Recommendations when you use this profile:

  • Only one or two frontends should be used.
  • Clients shouldn't send large packets. You should only send packets smaller than 10 MiB.

Medium

Medium is the default profile.

  • Maximum memory usage of each frontend replica is approximately 1.9 GiB, but the actual maximum memory usage might be higher.
  • Maximum memory usage of each backend replica is approximately 1.5 GiB multiplied by the number of backend workers, but the actual maximum memory usage might be higher.

High

  • Maximum memory usage of each frontend replica is approximately 4.9 GiB, but the actual maximum memory usage might be higher.
  • Maximum memory usage of each backend replica is approximately 5.8 GiB multiplied by the number of backend workers, but the actual maximum memory usage might be higher.

Cardinality and Kubernetes resource limits

To prevent resource starvation in the cluster, the broker is configured by default to request Kubernetes CPU resource limits. Scaling the number of replicas or workers proportionally increases the CPU resources required. A deployment error is emitted if there are insufficient CPU resources available in the cluster. This notification helps you avoid situations where the requested broker cardinality lacks enough resources to run optimally. It also helps to avoid potential CPU contention and pod evictions.

The MQTT broker currently requests one (1.0) CPU unit per frontend worker and two (2.0) CPU units per backend worker. For more information, see Kubernetes CPU resource units.

For example, the following cardinality would request the following CPU resources:

  • For frontends: 2 CPU units per frontend pod, totaling 6 CPU units.
  • For backends: 4 CPU units per backend pod (for two backend workers), times 2 (redundancy factor), times 3 (number of partitions), totaling 24 CPU units.
{
  "cardinality": {
    "frontend": {
      "replicas": 3,
      "workers": 2
    },
    "backendChain": {
      "partitions": 3,
      "redundancyFactor": 2,
      "workers": 2
    }
  }
}

To disable this setting, set the generateResourceLimits.cpu field to Disabled in the Broker resource.

Changing the generateResourceLimits field isn't supported in the Azure portal. To disable this setting, use the Azure CLI.

Multi-node deployment

To ensure high availability and resilience with multi-node deployments, the IoT Operations MQTT broker automatically sets anti-affinity rules for backend pods.

These rules are predefined and can't be modified.

Purpose of anti-affinity rules

The anti-affinity rules ensure that backend pods from the same partition don't run on the same node. This capability helps to distribute the load and provides resilience against node failures. Specifically, backend pods from the same partition have anti-affinity with each other.

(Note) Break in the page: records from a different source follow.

PR #8101, opened 2021-09-21
PlayerDamageItemEvent

Luis-St:
The `PlayerDamageItemEvent` allows the modder to run some code when an ItemStack is damaged via `ItemStack#hurt`, 
it's an easier way instead of using the code explained in [this](https://forums.minecraftforge.net/topic/104577-event-triggered-on-item-durability-loss/?tab=comments#comment-468296) forum thread. it also allows to prevent a `ItemStack` for being damaged, 
by canceling the event. for an example how to use the Event look at `PlayerDamageItemEventTest `


src/main/java/net/minecraftforge/event/entity/player/PlayerDamageItemEvent.java
```diff
@@ -0,0 +1,86 @@
...
+ * <br>
+ * This event does not have a result. {@link HasResult}<br>
+ * <br>
+ * This event is fired from {@link ForgeEventFactory#onPlayerDamageItem(ServerPlayer, ItemStack, int, int)}.<br>
+ * This event is fired on the {@link MinecraftForge#EVENT_BUS}.
+ **/
+@Cancelable
+public class PlayerDamageItemEvent extends Event
+{
+	@Nullable // copy vanilla logic
```
diesieben07: Wrong indentation.
What does this comment mean?

src/main/java/net/minecraftforge/event/entity/player/PlayerDamageItemEvent.java
```diff
@@ -0,0 +1,86 @@
...
+
+/**
+ * PlayerDamageItemEvent is fired when a player damage an item.<br>
+ * This event is fired whenever a player damage an item in
+ * {@link ItemStack#hurt(int, java.util.Random, ServerPlayer)}.<br>
+ * <br>
+ * {@link #player} contains the player which is damage the item. <br>
+ * {@link #itemStack} contains the ItemStack which is damaged.<br>
+ * {@link #durability} contains the durability of the ItemStack before it will damaged. <br>
+ * {@link #newDurability} contains the durability of the ItemStack after it was damaged.<br>
```
diesieben07: These should be on the getters instead, not here.

src/main/java/net/minecraftforge/event/entity/player/PlayerDamageItemEvent.java
```diff
@@ -0,0 +1,86 @@
...
+ * <br>
+ * This event is {@link Cancelable}.<br>
+ * <br>
+ * This event does not have a result. {@link HasResult}<br>
+ * <br>
+ * This event is fired from {@link ForgeEventFactory#onPlayerDamageItem(ServerPlayer, ItemStack, int, int)}.<br>
```
diesieben07: This is entirely irrelevant to the event's function.

src/main/java/net/minecraftforge/event/entity/player/PlayerDamageItemEvent.java
```diff
@@ -0,0 +1,86 @@
...
+import net.minecraft.world.item.ItemStack;
+import net.minecraftforge.common.MinecraftForge;
+import net.minecraftforge.event.ForgeEventFactory;
+import net.minecraftforge.eventbus.api.Cancelable;
+import net.minecraftforge.eventbus.api.Event;
+import net.minecraftforge.eventbus.api.Event.HasResult;
+
+/**
+ * PlayerDamageItemEvent is fired when a player damage an item.<br>
+ * This event is fired whenever a player damage an item in
```
diesieben07: Grammer ("damages", not "damage")

patches/minecraft/net/minecraft/world/item/ItemStack.java.patch
```diff
@@ -144,6 +144,10 @@
     }
  
     public boolean m_41629_(int p_41630_, Random p_41631_, @Nullable ServerPlayer p_41632_) {
++      if (net.minecraftforge.event.ForgeEventFactory.onPlayerDamageItem(p_41632_, this, this.m_41776_() - this.m_41773_(), this.m_41776_() - this.m_41773_() - p_41630_)) return false;
```
diesieben07: Why not pass in the damage value and the new damage value (which is what everything in Minecraft uses) instead of the inverted one ("durability")?

diesieben07 (changes requested):
Might also be nice to allow changing the amount of damage via the event.

Luis-St:
the event is now finished and should work
all errors/proposed changes noted by diesieben07 have been fixed

diesieben07:
> all errors/proposed changes noted by diesieben07 have been fixed

Incorrect. The wrong formatting as well as my feature request regarding changing the amount of damage have not been addressed.

Luis-St:
- the stupid comment has been removed
- the comments has been moved to the getter
- the javadoc has been updated (removed result comment and where it fired from)
- grammar has been fixed
- and the event use now the damage value

what's missing, btw look at both commits (add changes and add missing comment)

src/test/java/net/minecraftforge/debug/entity/player/PlayerDamageItemEventTest.java
```diff
@@ -0,0 +1,33 @@
+package net.minecraftforge.debug.entity.player;
```
sciwhiz12, line 20: Missing license header.

sciwhiz12 (changes requested):

src/main/java/net/minecraftforge/event/entity/player/PlayerDamageItemEvent.java
```diff
@@ -0,0 +1,89 @@
...
+ * <br>
+ * This event is {@link Cancelable}.<br>
+ * If the event is canceled, it will prevent the item from being damaged.<br>
+ * <br>
+ * This event is fired on the {@link MinecraftForge#EVENT_BUS}.
+ **/
+@Cancelable
+public class PlayerDamageItemEvent extends Event
+{
+	@Nullable
```
diesieben07: Indentation still wrong.

src/main/java/net/minecraftforge/event/entity/player/PlayerDamageItemEvent.java
```diff
@@ -0,0 +1,89 @@
...
+    public PlayerDamageItemEvent(@Nullable ServerPlayer player, ItemStack itemStack, int damageValue, int newDamageValue)
+    {
+        this.player = player;
+        this.itemStack = itemStack;
+        this.damageValue = damageValue;
+        this.newDamageValue = newDamageValue;
+    }
+    
+    /**
+     * @return the player which is damage the item
```
diesieben07:
```suggestion
     * @return the player damaging the item
```

Should also probably add Javadocs explaining again that this can be null (even though `@Nullable` is already present)

src/main/java/net/minecraftforge/event/entity/player/PlayerDamageItemEvent.java
```diff
@@ -0,0 +1,89 @@
...
+     **/
+    @Nullable
+    public ServerPlayer getPlayer() 
+    {
+        return this.player;
+    }
+
+    /**
+     * @return the ItemStack which is damaged
```
diesieben07:
```suggestion
     * @return the ItemStack being damaged
```

src/main/java/net/minecraftforge/event/entity/player/PlayerDamageItemEvent.java
```diff
@@ -0,0 +1,89 @@
...
+     **/
+    public ItemStack getStack() 
+    {
+        return this.itemStack;
+    }
+
+    /**
+     * @return the damage value of the ItemStack before it will damaged
```
diesieben07:
```suggestion
     * @return the damage value of the ItemStack before it will be damaged
```

diesieben07 (changes requested):
My previous review comment has also not been addressed:

> Might also be nice to allow changing the amount of damage via the event.

src/main/java/net/minecraftforge/event/entity/player/PlayerDamageItemEvent.java
Luis-St: why whats wrong, this is how the other events look too

sciwhiz12: The indentation on this specific line is a tab character, while the indentation of Forge classes is 4 spaces. The rest of the class seems to use 4 spaces fine, this line is the odd one out.

Luis-St:
so again, the event is now finished and should work
all errors/proposed changes have been fixed/were added

diesieben07 (approved):

LexManos:
Why? Also the event is in the wrong place, it should be inside the else, and potentially after the unbreaking check.
Because the durability you're passing to the event is not actually correct.
But ya, the main reason is why? Its not a big patch but everything comes with a cost and everything needs to be justified.

Luis-St:
> Also the event is in the wrong place, it should be inside the else, and potentially after the unbreaking check.

That makes sense, I changed that

> But ya, the main reason is why? Its not a big patch but everything comes with a cost and everything needs to be justified.

The `PlayerDamageItemEvent` allows the modder to run some code when an `ItemStack` is damaged via `ItemStack#hurt,`
it's an easier way instead of using the code explained in [this](https://forums.minecraftforge.net/topic/104577-event-triggered-on-item-durability-loss/?tab=comments#comment-468296) forum thread. It also allows to prevent a `ItemStack` for being damaged, by canceling the event or you set the damage of the `ItemStack` via `PlayerDamageItemEvent#setNewDamage.` For an example how to use the Event look at `PlayerDamageItemEventTest`.
Is that not enough?

LexManos:
> The `PlayerDamageItemEvent` allows the modder to run some code when an `ItemStack` is damaged via `ItemStack#hurt,` it's an easier way instead of using the code explained in [this](https://forums.minecraftforge.net/topic/104577-event-triggered-on-item-durability-loss/?tab=comments#comment-468296) forum thread. It also allows to prevent a `ItemStack` for being damaged, by canceling the event or you set the damage of the `ItemStack` via `PlayerDamageItemEvent#setNewDamage.` For an example how to use the Event look at `PlayerDamageItemEventTest`. Is that not enough?

`Putting a screen door in a submarine allows there to be a screen door in a submarine.`
Stating that adding something allows that thing to be added is not a justification for adding that thing.

Luis-St:
> `Putting a screen door in a submarine allows there to be a screen door in a submarine.` Stating that adding something allows that thing to be added is not a justification for adding that thing.

I mean the part about the forum thread:
> it's an easier way instead of using the code explained in this forum thread.

diesieben07:
The question is which use-case does this solve. Which mod can be written using this even that cannot be written without it?

Luis-St:
There are many use cases:
1. custom `Enchantment` or `Effect` (prevent an Item for being broken, ...)
2. editing the `Unbreaking Enchantment` behavior
3. modify the damage of vanilla Tools (`ShieldItem` will be damaged with 1 instead of 6, `CrossbowItem` will get more damage when shooting a rocket, random damage, ...)
4. custom `MobEffect` which work like the `Unbreaking Enchantment`

enough use cases?

Luis-St:
never mind case 2 is not possible, but it could be possible with a simple move of the patch line. 
I will change this tomorrow

Luis-St:
all cases stated by me, are now possible

Luis-St:
@diesieben07 whats happen now (sorry for ping)?
the Event is finished from my side

Luis-St:
since I am assuming that the event is not needed, I will close this pull request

Verify anti-affinity settings

To verify the anti-affinity settings for a backend pod, use the following command:

kubectl get pod aio-broker-backend-1-0 -n azure-iot-operations -o yaml | grep affinity -A 15

The output shows the anti-affinity configuration, similar to the following example:

affinity:
  podAntiAffinity:
    preferredDuringSchedulingIgnoredDuringExecution:
    - podAffinityTerm:
        labelSelector:
          matchExpressions:
          - key: chain-number
            operator: In
            values:
            - "1"
        topologyKey: kubernetes.io/hostname
      weight: 100

These rules are the only anti-affinity rules set for the broker.